Get ready, smartphone users - the days of flat-rate, all-you-can-eat data are ending.
That's a bad thing for you, because it will cost you more money, if not now, then in the future. It's also a bad thing for society as a whole, because the unlimited data plans have helped spur Internet adoption and innovation.
It's even bad for the wireless companies themselves, because by stifling innovation they could well chill consumer demand for their services.
Last week, in a long-expected move, Verizon stopped offering its unlimited data plan to new customers. Instead, the company is now offering plans that are priced according to how much data subscribers use. Verizon's move follows a similar one by AT&T last summer.

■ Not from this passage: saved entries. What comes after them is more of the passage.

PR #260, opened 2016-03-02
"Zoom extents" doesn't work correctly for BillboardText #234

mjwloch:
Added IBoundsIgnore support to all FindBounds overloads


objorke:
#234

PR #2171, opened 2023-12-11
Header blurred overscroll behaviour in profile

mozzius:
tl;dr: pulling down the header in the profile blurs the banner image and reveals a spinner. iOS only.

Video:

https://github.com/bluesky-social/social-app/assets/10959775/59de008a-2f07-44e7-a27a-af3d3f04b137

### What I've done

- Added `allowHeaderOverscroll` prop to `PagerWithHeader` which removes the clamp on the header Y value.
- Passed the `scrollY` value to the header and grows the banner container accordingly
- Overlayed a `BlurView` on the banner and bound the intensity prop to the `scrollY`

### Notes

- I had to pass the `scrollY` `sharedValue` all the way up through the render functions - not a very nice way of doing it. `react-native-collapsible-tab-view` has a `useHeaderMeasurements` hook - might be worth looking into recreating that.
- I had to install `expo-blur` because `@react-native-community/blur` wasn't playing nice with Reanimated
- Seems to be some glitchiness - you sometimes see a white flash when the banner isn't sticking in place properly. Needs further investigation
- Spinner is not actually bound to the actual refresh state - simply appears when overscrolled by greater than 50px. A real pain to pass this data all the way back up - I've yet to solve this in Graysky.
- Now the header has the `scrollY` value, you could implement a header minimum size to let the header stay fixed (see Graysky's behaviour)


pfrazee:
Okay this is nice! I appreciate you sharing this, @mozzius.

@gaearon is currently doing a heavy rework of our layout system, mainly RE how FlatLists and ScrollViews operate on the Web but it will also affect mobile. Once that's complete, he's going to be modifying how the header handles scroll actions to try to fix our dead-zone issue. After _that_ I think is the right time to give this a look.

I'm going to assign to @gaearon, but I figure it'll be a couple weeks before we can give it a serious look.

mozzius:
Superceded by #5474 🎉

PR #2175, opened 2023-12-11
Stub broadcast channel for unspported contexts

estrattonbailey:
Tested using separate tabs and the `Stub` implementation.


pfrazee (approved):
solid

PR #2176, opened 2023-12-11
Hide keyboard when pressing threadgate button

mozzius:
Just copied the same code from the other button


mozzius:
whoops, already existed

PR #2179, opened 2023-12-11
Patch bad migration, sanitize bad value

estrattonbailey:
This is NOT done. We need to handle a comma-sep locales value in the language settings too.


pfrazee (approved):
Okay looks good, gratzi

PR #2181, opened 2023-12-12
Fix View Full Thread

gaearon:
This was broken because we pass `''` in one case (from `FeedSlice`), and `isInvalidHandle('')` is `true`. I figured I'd fix it here since `isInvalidHandle` seems to be about a very specific concept that's distinct.


pfrazee (approved):
Solid

PR #2184, opened 2023-12-12
i18n settings improvements

estrattonbailey:
Just wanted to add some type hints and precautions. We can't enforce the value at the storage level unless we do another migration, but we can help ensure we continue using valid values going forward.

### DIFF
--- a/src/view/screens/LanguageSettings.tsx
+++ b/src/view/screens/LanguageSettings.tsx
@@ -21,6 +21,7 @@ import {useModalControls} from '#/state/modals'
 import {useLanguagePrefs, useLanguagePrefsApi} from '#/state/preferences'
 import {Trans, msg} from '@lingui/macro'
 import {useLingui} from '@lingui/react'
+import {sanitizeAppLanguageSetting} from '#/locale/helpers'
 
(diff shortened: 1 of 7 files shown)


src/view/screens/LanguageSettings.tsx
```diff
@@ -103,7 +104,7 @@ export function LanguageSettingsScreen(_props: Props) {
           <View style={{position: 'relative'}}>
             <RNPickerSelect
               placeholder={{}}
-              value={langPrefs.appLanguage}
+              value={sanitizeAppLanguageSetting(langPrefs.appLanguage)}
```
estrattonbailey, line 107: Sanitizes existing data

src/view/screens/LanguageSettings.tsx
```diff
@@ -60,7 +61,7 @@ export function LanguageSettingsScreen(_props: Props) {
     (value: Parameters<PickerSelectProps['onValueChange']>[0]) => {
       if (!value) return
       if (langPrefs.appLanguage !== value) {
-        setLangPrefs.setAppLanguage(value)
+        setLangPrefs.setAppLanguage(sanitizeAppLanguageSetting(value))
```
estrattonbailey, line 64: Just a precaution for the future

ansh (approved):

PR #2189, opened 2023-12-12
Don't create embeds of profiles/posts from users who ask not to be sh…

ericvolp12:
…own in public views


pfrazee (approved):
probably good, I'm not a Go-ologist

PR #2191, opened 2023-12-12
Add largeHeap to AndroidManifest.xml

estrattonbailey:
Can test with `yarn prebuild -p android` and inspect the built file.

## Background

Some android users hit this error when they try to add images to posts:

CleanShot 2023-12-12 at 13 21 18@2x

It looks like this is caused by large images running out of memory (https://github.com/expo/expo/issues/12167). Increasing the heap size [may come with downsides](https://stackoverflow.com/questions/27396892/what-are-advantages-of-setting-largeheap-to-true) but without a clear repro it's hard to establish if this is in our control. If we roll this out, it should be phased so we can monitor error rates.

### DIFF
--- a/app.config.js
+++ b/app.config.js
@@ -121,6 +121,7 @@ module.exports = function () {
             username: 'blueskysocial',
           },
         ],
+        './plugins/withAndroidManifestPlugin.js',
       ].filter(Boolean),
       extra: {
         eas: {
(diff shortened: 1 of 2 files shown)


pfrazee (approved):
Nice job, confirmed the manifest update works. Let's hope this helps

Issue #2185, opened 2023-12-12
Crash when going back from the profile screen


nucleartux:
**To Reproduce**

1. Open app
2. Open someone profile
3. Scroll sheet to open full profile
4. Scroll feed a little bit
5. Click back

**Screenshots**

https://github.com/bluesky-social/social-app/assets/199706/99539e17-3697-475d-bc8e-a3a3a48b627e

**Details**

 - Platform: iOS
 - Platform version:
 - App version: 1.58

PR #2194, opened 2023-12-12
fix: patch reanimated to fix crash when using `useAnimatedScrollHandler()`

haileyok:
Small patch that makes sure `animatedRef` is a function before calling in regards to https://github.com/bluesky-social/social-app/issues/2185

This seems like a check that should be there in any case, but there could also be something else with the implementation. This is mainly just a reference as to what's causing the issue 👍


gaearon:
Thanks for looking into it! I think this should do: https://github.com/bluesky-social/social-app/pull/2195

pfrazee:
Really appreciate the assists @haileyok

PR #2195, opened 2023-12-12
Clean up pager refs to fix crash

gaearon:
Fixes https://github.com/bluesky-social/social-app/issues/2185.

Previously, child page refs were registered on render and never cleaned up. The idea was that they'd get GC'd anyway with the parent eventually. However, since the onScroll handler is throttled, sometimes we'd try to access the refs when they're not good anymore. The leads to a weird crash in https://github.com/bluesky-social/social-app/issues/2185.

This PR changes refs to be synced with the React lifecycle so that they would actually get cleaned up on unmount. The throttled listener would still fire, but it would be a no-op because I added a null check before trying to adjust the scroll. To avoid over-firing, I've made `registerRef` a stable function that takes the `index`. The `index` is now passed down by the child itself.

The easiest way to test this is to follow instructions in https://github.com/bluesky-social/social-app/issues/2185 but bump the throttle delay from `queueThrottledOnScroll` to something like `1000`. Then it's easier to trigger. After the fix, that no longer shows the redbox.

### DIFF
--- a/src/view/com/pager/PagerWithHeader.tsx
+++ b/src/view/com/pager/PagerWithHeader.tsx
@@ -121,13 +121,16 @@ export const PagerWithHeader = React.forwardRef<PagerRef, PagerWithHeaderProps>(
     )
 
     const scrollRefs = useSharedValue<AnimatedRef<any>[]>([])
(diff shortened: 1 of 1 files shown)


pfrazee (approved):
Good stuff

PR #2197, opened 2023-12-13
Add an intermediate List component

gaearon:
This adds a `<List>` component which currently doesn't do anything and proxies all props (and its ref) to the `FlatList` from `Views`. I think it's a good idea for a few reasons:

Assuming that AT&T's proposed acquisition of T-Mobile goes through, it and Verizon will control 80 percent of the national wireless market, which means that the vast majority of smartphone customers will be subject to these limits.

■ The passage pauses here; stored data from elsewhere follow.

PR #2679, opened 2024-01-30
clear cache when blocking/unblocking and whenever we get blocked, better invalidation logic for `useProfileQuery`

haileyok:
Right now we don't clear the post cache at all whenever we block/unblock someone or they block us. We might visit a profile and see that we are blocked since the avatar is blurred and we get the blocked label in the bio, but the posts are still visible. Instead, if we are blocked we should reset the posts query to ensure we can't see any content there.

Same for when we block someone. We technically shouldn't be still seeing the content from the user, rather it should be removed as soon as we block. Here we need to wait a moment for the AppView to receive the block.

We also don't need to invalidate profile queries if they are only for display name resolution. By setting those queries to not invalidate, we can set all the others to a lower 15 seconds ensuring we always have the most recent block state.

No extra queries are getting made in the feed:

https://github.com/bluesky-social/social-app/assets/153161762/e6b2cc3d-088e-4ebc-a7bd-c099e8142688

Profile and posts invalidate after blocks:

https://github.com/bluesky-social/social-app/assets/153161762/e0f63f82-0130-47c3-a6ab-ff1c385ceb74

### DIFF
--- a/src/state/queries/profile.ts
+++ b/src/state/queries/profile.ts
@@ -17,12 +17,12 @@ import {updateProfileShadow} from '../cache/profile-shadow'
 import {uploadBlob} from '#/lib/api'
 import {until} from '#/lib/async/until'
 import {Shadow} from '#/state/cache/types'
+import {resetProfilePostsQueries} from '#/state/queries/post-feed'
 import {useToggleMutationQueue} from '#/lib/hooks/useToggleMutationQueue'
 import {RQKEY as RQKEY_MY_MUTED} from './my-muted-accounts'
 import {RQKEY as RQKEY_MY_BLOCKED} from './my-blocked-accounts'
 import {STALE} from '#/state/queries'
 import {track} from '#/lib/analytics/analytics'
-import {queryClient} from '#/lib/react-query'
 
 export const RQKEY = (did: string) => ['profile', did]
 export const profilesQueryKey = (handles: string[]) => ['profiles', handles]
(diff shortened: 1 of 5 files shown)


src/view/com/modals/ProfilePreview.tsx
```diff
@@ -27,12 +27,12 @@ export function Component({did}: {did: string}) {
...
     refetch: refetchProfile,
-    isFetching: isFetchingProfile,
+    isLoading: isLoadingProfile,
   } = useProfileQuery({
     did: did,
   })
 
-  if (isFetchingProfile || !moderationOpts) {
+  if (isLoadingProfile || !moderationOpts) {
     return (
```
haileyok, line 36: we'd rather use `isLoading` instead of `isFetching` since we want to show the avatar/banner/bio as long as it's been loaded once. the 15 second stale time will handle updating it if it has changed.

src/state/queries/profile.ts
```diff
@@ -426,3 +434,15 @@ export function* findAllProfilesInQueryData(
     }
   }
 }
+
+export function resetProfilePostsQueries(did: string, timeout = 0) {
```
pfrazee, line 438: Can we move this into `post-feed`? We try to colocate all functions that affect a query in the file that controls the query

src/view/com/util/UserInfoText.tsx
```diff
@@ -29,7 +30,10 @@ export function UserInfoText({
   attr = attr || 'handle'
   failed = failed || 'user'
 
-  const {data: profile, isError} = useProfileQuery({did})
+  const {data: profile, isError} = useProfileQuery({
+    did,
+    staleTime: STALE.INFINITY,
```
pfrazee, line 35: Let's set this to fifteen minutes so we don't accumulate a huge cache (the profile objects are large enough to care)

pfrazee (approved):
Okay great, seems to work well.

I had to look up why this works. `staleTime` is per-hook. I believe that means you can actually use different staleTimes for the same query, which is counter-intuitive for useQuery because you often have to think in terms of each query's cache and its shared lifetime between the hooks that use it.

src/view/com/util/UserInfoText.tsx
pfrazee: Yeah for future documentation -- `staleTime` does not drive useQuery cache lifetimes

PR #2680, opened 2024-01-30
implementing client-side muted words feature

skiniks:
This PR adds a Muted Words feature to the moderation settings. Muted terms are hidden from feeds, notifications, and from profiles that contain a muted word in the handle, displayName or bio.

The ostensible rationale for eliminating flat-rate plans is skyrocketing data usage by smartphone customers. AT&T in particular has seen its network bogged down in places by all the iPhones and other smartphones using it to surf the Web, check email and get driving directions. In response, the carriers are spending billions of dollars to increase the capacity of their networks and make them speedier.

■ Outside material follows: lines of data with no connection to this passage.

Issue #2562, opened 2024-01-18
Notifications from muted thread


YuriGal:
**Describe the bug**

If a thread is muted - posts from that thread no longer appear in Notifications tab, but I still receive notifications (number on the bell icon)

1. Create a thread of a few posts and replies
2. Mute the thread
3. Add a few posts to the thread

**Expected behavior**

No notification should appear on the bell icon.

**Details**

- Platform: Chrome Desktop on Mac
- Platform version: 120.0.6099.234
- App version: 1.65.0

**Screenshots**

1st screen - 5 new notifications count

![Screenshot 2024-01-20 at 1 58 40 PM](https://github.com/bluesky-social/social-app/assets/50464505/07327e4d-8b7f-4326-8bfb-766215e4cbdf)

2nd screen - when clicked/refreshed - no new notifications

![Screenshot 2024-01-20 at 1 58 52 PM](https://github.com/bluesky-social/social-app/assets/50464505/ce5434bb-03b0-41e7-a7ad-19e406f714d8)

mozzius:
This is because they're just filtered out on the clientside, and the API call to fetch the unread count can't tell whether or not the count includes posts that should be ignored. This also means that they can come through as push notifications - I hope one day we can get muted threads moved to the protocol level

YuriGal:
When the client makes a request to get the unread count - can it pass information about muted threads along with the request?

pfrazee:
Yeah there are three issues, two of which we can address now:

1. Push notifications aren't applying the filter (can't address yet)
2. It looks like the unread counter isn't filtering properly (can address)
3. Also gotten reports that quote post filtering isnt working (can hopefully address)

PR #2686, opened 2024-01-30
check if a thread is muted before incrementing notif badge, filter out quotes

haileyok:
Adding some logic to `isThreadMuted` for when we don't have a subject URI (when counting)

- We can always check if the thread itself is muted from the post
- We can check root level quotes to see if they are muted
- Same for reposts, we can check if they are muted when the repost is the root

Hopefully will cover the majority of cases for now.

https://github.com/bluesky-social/social-app/issues/2562

### DIFF
--- a/src/state/queries/notifications/unread.tsx
+++ b/src/state/queries/notifications/unread.tsx
@@ -5,7 +5,11 @@
 import React from 'react'
 import * as Notifications from 'expo-notifications'
 import {useQueryClient} from '@tanstack/react-query'
-import {AppBskyFeedPost} from '@atproto/api'
+import {
+  AppBskyEmbedRecord,
+  AppBskyFeedPost,
+  AppBskyFeedRepost,
+} from '@atproto/api'
 import BroadcastChannel from '#/lib/broadcast'
 import {useSession, getAgent} from '#/state/session'
 import {useModerationOpts} from '../preferences'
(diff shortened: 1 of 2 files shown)


src/state/queries/notifications/unread.tsx
```diff
@@ -136,7 +136,7 @@ export function Provider({children}: React.PropsWithChildren<{}>) {
 
             // only fetch subjects when the page is going to be used
             // in the notifications query, otherwise skip it
-            fetchAdditionalData: !!invalidate,
+            fetchAdditionalData: true,
```
haileyok, line 139: If we fetch the additional data every time, we can filter out root quotes and all levels of reposts

src/state/queries/notifications/util.ts
```diff
@@ -205,8 +206,15 @@ function getSubjectUri(
...
-  if (type === 'reply' || type === 'quote' || type === 'mention') {
+  if (type === 'reply' || type === 'mention') {
     return notif.uri
+  } else if (type === 'quote') {
+    if (
+      AppBskyFeedPost.isRecord(notif.record) &&
+      AppBskyEmbedRecord.isMain(notif.record.embed)
+    ) {
+      return notif.record.embed.record.uri
+    }
```
haileyok, line 217: Shouldn't the subject be the quoted post's URI here? A quote post will never be muted since it's new, but we might have the quoted muted.

pfrazee: Ah no -- the subject should be the quote itself. The subject is the content that drove the notification; it drives what will show in the notifs. If we return the embed target (the quoted post) then the notification would render as your own post

pfrazee (changes requested):
Cool this is close, a couple things

1. Pretty sure we don't want to change the subject per my comment, which means that the subject codepath in `isThreadMuted` needs to be modified.
2. Added codepath in `isThreadMuted` looks good otherwise
3. There's a leftover `// TODO: thread muting is not being applied` that I think can get removed now, it's done in a separate area

src/state/queries/notifications/util.ts
haileyok: Right, good catch thanks. Changed logic to just check the embed inside the `isThreadMuted` codepath the same way we would without the subject. Only applies to the root, of course

pfrazee (approved):
Okay solid improvement until we can do a more thorough rebuild, thanks!

PR #2691, opened 2024-01-30
Don't interpolate rkey for custom feed notification

estrattonbailey:
Proposal: not sure how useful the `rkey` is here, since feed card shows below anyway. I can only repro the interpolation failure on mobile.

This PR changes what you see below to simply read "liked your custom feed".

CleanShot 2024-01-30 at 16 14 34@2x


pfrazee (approved):
Yeah that works for me

PR #2692, opened 2024-01-30
i18n interests, allow for fallbacks

estrattonbailey:
- moves interest mapping within a component so we can translate it
- adds fallback handling so if we add an interest group, it will simply display the untranslated tag value, capitalized


pfrazee (approved):
Cool lgtm

Issue #2522, opened 2024-01-13
Post did not display full length when focused


Juicysteak117:
**Describe the bug**

On mobile (Android), I experienced an odd bug where a post on my timeline was fine, but the moment I tapped on the post, the bottom of the post cut off. Nothing looks particularly unusual about the post so I am unsure what happened. It is fine when viewed in the feed and it is fine when viewed from a reply, but being focused on the post itself is the problem.

**To Reproduce**

1. I honestly have no idea this is the first time I've ever seen an issue like this.
2. Repeatedly clicking in or out of the post, including after a restart and on latest app version, has the issue persist.
3. Notice how it cuts off after "just"

Link to the post in question: https://bsky.app/profile/mary.my.id/post/3kis5dgivpt27

**Expected behavior**

**Screenshots**

![Screenshot_20240112-095213](https://github.com/bluesky-social/social-app/assets/20595808/c473f0fc-56e3-45bb-9a73-5db8978237ea)
![Screenshot_20240112-095228](https://github.com/bluesky-social/social-app/assets/20595808/8eb6afaf-0df2-4584-bc8d-2d7d424e4842)
![Screenshot_20240112-095240](https://github.com/bluesky-social/social-app/assets/20595808/bce3d95d-e855-4c20-9310-9fd0842565b7)

**Details**

 - Platform: Android
 - Platform version: 12
 - App version: 1.64

**Additional context**

pfrazee:
Pretty odd. Appreciate the lengthy report, we'll look into it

Both companies have defended the caps by saying that the vast majority of their customers won't be affected. They have portrayed the moves as customer friendly, because they allow customers to pay for data according to how much they use. Moving to a tiered system allows them to charge more money to those customers who are using their networks the most.
You probably don't have to be told this, but when a company tries to portray a new pricing plan as fair and customer-friendly, you should hold on to your wallet.
For its part, AT&T could argue that it was giving customers a price break: The monthly charge for its two primary tiered rate plans was lower than its unlimited one. Of course, if they go over the new caps, they'll end up paying a lot more than before. Verizon couldn't even make that case: Its new tiered plans start at the same rate as the old unlimited plan - and go much higher.
The number of people affected by the caps is likely to grow markedly over time. Today's heavy data users are doing things that many of us will want to do with our phones in the near future, like watching movies and TV shows or connecting other devices to the Internet.
Or at least we would want to, if we didn't have to worry about running into a bandwidth cap.
The move away from unlimited plans is like a step back in time. In the early days of the Internet and online services, providers such as AOL charged customers on a per-minute basis. Because of that, you always had to be aware of how much time you were online - and limit your activities accordingly.
When AOL, then the largest Internet service provider, went to a flat-rate monthly plan for unlimited access to its service in the mid-1990s, the Internet went from a network for geeks to a mainstream medium. When wired broadband providers later followed suit, offering relatively low-cost, unlimited data plans, broadband adoption likewise took off.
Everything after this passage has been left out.